### Exercise data

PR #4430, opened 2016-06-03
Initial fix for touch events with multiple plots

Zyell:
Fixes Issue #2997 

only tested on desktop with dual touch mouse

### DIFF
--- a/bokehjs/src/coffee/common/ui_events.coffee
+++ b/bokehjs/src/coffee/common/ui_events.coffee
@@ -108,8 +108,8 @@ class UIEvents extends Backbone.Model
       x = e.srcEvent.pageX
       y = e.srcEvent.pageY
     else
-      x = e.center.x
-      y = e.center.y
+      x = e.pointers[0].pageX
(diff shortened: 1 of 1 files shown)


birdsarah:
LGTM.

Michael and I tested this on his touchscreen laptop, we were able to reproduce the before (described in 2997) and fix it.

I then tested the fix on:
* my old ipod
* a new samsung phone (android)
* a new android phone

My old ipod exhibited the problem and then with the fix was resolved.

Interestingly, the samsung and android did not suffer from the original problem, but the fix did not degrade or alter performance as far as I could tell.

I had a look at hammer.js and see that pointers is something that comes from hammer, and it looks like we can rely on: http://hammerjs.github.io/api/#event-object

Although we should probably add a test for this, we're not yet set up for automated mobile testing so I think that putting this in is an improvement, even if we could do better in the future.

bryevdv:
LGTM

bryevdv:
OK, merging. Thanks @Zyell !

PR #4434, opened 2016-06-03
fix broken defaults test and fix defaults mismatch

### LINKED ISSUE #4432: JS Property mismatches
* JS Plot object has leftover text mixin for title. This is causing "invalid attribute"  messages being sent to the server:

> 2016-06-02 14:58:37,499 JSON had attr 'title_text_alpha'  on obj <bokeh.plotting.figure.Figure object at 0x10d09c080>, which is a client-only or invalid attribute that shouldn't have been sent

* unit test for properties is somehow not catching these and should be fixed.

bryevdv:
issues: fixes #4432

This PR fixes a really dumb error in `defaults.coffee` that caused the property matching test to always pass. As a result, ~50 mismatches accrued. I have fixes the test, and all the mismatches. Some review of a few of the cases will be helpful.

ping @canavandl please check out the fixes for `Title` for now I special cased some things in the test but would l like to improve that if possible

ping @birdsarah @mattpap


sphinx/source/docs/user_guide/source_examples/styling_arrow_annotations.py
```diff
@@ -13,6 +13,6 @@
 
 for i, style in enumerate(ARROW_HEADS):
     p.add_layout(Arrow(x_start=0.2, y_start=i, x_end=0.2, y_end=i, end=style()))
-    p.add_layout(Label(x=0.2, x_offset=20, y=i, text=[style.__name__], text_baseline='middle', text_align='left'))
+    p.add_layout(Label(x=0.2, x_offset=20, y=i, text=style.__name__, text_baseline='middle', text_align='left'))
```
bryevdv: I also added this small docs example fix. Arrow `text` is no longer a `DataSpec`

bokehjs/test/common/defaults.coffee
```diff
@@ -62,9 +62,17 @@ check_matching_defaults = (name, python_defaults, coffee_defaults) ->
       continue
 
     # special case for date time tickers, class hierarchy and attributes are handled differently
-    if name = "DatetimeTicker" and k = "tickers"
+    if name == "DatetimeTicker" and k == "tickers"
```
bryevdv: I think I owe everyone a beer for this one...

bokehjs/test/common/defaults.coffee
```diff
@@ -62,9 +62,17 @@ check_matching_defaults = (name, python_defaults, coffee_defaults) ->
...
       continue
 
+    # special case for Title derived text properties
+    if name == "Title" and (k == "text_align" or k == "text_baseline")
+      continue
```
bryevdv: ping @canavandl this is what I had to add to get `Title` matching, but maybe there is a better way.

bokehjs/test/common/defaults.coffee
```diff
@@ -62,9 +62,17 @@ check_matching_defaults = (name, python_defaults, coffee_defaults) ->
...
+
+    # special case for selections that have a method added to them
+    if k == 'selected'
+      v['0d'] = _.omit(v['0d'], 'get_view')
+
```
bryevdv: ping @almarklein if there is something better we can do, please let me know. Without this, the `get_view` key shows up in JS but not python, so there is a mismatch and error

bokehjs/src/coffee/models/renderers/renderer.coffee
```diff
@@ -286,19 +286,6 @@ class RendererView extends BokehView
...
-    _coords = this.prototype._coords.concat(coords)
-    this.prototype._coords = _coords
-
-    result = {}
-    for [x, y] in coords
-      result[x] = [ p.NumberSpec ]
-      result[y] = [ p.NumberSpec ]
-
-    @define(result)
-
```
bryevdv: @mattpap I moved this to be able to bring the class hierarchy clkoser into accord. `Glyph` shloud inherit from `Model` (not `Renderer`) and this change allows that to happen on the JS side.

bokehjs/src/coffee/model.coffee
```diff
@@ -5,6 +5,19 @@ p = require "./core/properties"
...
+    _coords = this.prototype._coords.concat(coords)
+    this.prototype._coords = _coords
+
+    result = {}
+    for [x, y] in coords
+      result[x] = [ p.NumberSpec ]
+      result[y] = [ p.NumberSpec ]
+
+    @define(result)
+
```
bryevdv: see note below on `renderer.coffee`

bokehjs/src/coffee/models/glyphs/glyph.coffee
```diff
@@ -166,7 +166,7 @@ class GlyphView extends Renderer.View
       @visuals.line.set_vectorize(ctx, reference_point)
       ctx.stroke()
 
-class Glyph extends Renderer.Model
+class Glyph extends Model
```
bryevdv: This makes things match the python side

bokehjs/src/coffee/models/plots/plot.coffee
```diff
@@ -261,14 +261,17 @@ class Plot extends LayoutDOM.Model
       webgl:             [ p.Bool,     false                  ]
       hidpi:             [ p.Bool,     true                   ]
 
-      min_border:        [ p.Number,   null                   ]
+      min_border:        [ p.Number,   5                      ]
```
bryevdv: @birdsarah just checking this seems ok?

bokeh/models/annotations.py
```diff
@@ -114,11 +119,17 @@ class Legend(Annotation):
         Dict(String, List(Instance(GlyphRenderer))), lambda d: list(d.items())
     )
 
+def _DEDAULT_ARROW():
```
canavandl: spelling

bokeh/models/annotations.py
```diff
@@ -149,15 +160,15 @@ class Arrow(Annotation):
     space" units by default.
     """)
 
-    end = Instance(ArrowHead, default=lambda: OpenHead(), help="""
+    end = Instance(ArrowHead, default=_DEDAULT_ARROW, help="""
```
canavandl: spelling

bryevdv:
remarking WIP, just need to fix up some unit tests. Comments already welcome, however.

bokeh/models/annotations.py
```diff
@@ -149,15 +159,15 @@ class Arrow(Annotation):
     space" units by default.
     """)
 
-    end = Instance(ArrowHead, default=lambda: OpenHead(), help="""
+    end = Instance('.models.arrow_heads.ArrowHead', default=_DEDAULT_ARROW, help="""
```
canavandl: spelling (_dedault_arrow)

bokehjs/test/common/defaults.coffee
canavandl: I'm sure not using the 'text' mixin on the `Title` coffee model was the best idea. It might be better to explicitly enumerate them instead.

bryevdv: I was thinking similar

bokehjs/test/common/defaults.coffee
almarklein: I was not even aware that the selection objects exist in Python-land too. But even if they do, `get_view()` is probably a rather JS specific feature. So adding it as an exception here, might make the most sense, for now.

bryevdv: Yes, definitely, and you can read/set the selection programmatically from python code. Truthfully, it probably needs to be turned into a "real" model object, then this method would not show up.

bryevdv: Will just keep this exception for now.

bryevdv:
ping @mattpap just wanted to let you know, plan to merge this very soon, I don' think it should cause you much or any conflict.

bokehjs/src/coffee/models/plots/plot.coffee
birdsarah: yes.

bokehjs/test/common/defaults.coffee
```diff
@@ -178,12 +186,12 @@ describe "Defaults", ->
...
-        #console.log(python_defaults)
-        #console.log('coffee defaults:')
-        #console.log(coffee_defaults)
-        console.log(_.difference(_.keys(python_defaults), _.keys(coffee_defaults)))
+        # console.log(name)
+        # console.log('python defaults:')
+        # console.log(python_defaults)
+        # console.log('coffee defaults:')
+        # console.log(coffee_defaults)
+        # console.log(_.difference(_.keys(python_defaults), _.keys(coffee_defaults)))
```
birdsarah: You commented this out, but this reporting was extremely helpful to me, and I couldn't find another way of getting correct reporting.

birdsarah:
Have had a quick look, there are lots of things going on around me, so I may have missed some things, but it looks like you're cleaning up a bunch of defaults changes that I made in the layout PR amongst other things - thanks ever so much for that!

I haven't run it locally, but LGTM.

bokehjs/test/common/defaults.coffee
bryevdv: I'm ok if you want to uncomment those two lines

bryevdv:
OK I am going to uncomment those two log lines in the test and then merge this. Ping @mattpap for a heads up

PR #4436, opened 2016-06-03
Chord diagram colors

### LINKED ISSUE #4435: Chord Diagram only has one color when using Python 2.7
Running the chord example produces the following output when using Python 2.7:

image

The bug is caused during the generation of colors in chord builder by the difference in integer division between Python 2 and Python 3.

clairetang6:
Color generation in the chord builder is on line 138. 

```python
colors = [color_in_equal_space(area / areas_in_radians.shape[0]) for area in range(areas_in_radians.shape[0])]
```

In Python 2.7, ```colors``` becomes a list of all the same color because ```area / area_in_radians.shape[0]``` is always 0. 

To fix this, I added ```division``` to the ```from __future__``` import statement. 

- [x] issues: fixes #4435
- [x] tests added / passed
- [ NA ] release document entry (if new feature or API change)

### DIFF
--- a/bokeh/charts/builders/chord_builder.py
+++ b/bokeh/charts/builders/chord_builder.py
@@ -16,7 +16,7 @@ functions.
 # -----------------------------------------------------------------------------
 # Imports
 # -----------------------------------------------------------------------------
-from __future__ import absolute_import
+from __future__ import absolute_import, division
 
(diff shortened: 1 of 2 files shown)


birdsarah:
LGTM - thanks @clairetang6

######

An exact copy of the lines above, from the one containing "y = e.center.y" down to the one containing "My old ipod exhibited" and including both, is the whole answer; retype it and nothing else.

Result of the task:
-      y = e.center.y
+      x = e.pointers[0].pageX
(diff shortened: 1 of 1 files shown)


birdsarah:
LGTM.

Michael and I tested this on his touchscreen laptop, we were able to reproduce the before (described in 2997) and fix it.

I then tested the fix on:
* my old ipod
* a new samsung phone (android)
* a new android phone

My old ipod exhibited the problem and then with the fix was resolved.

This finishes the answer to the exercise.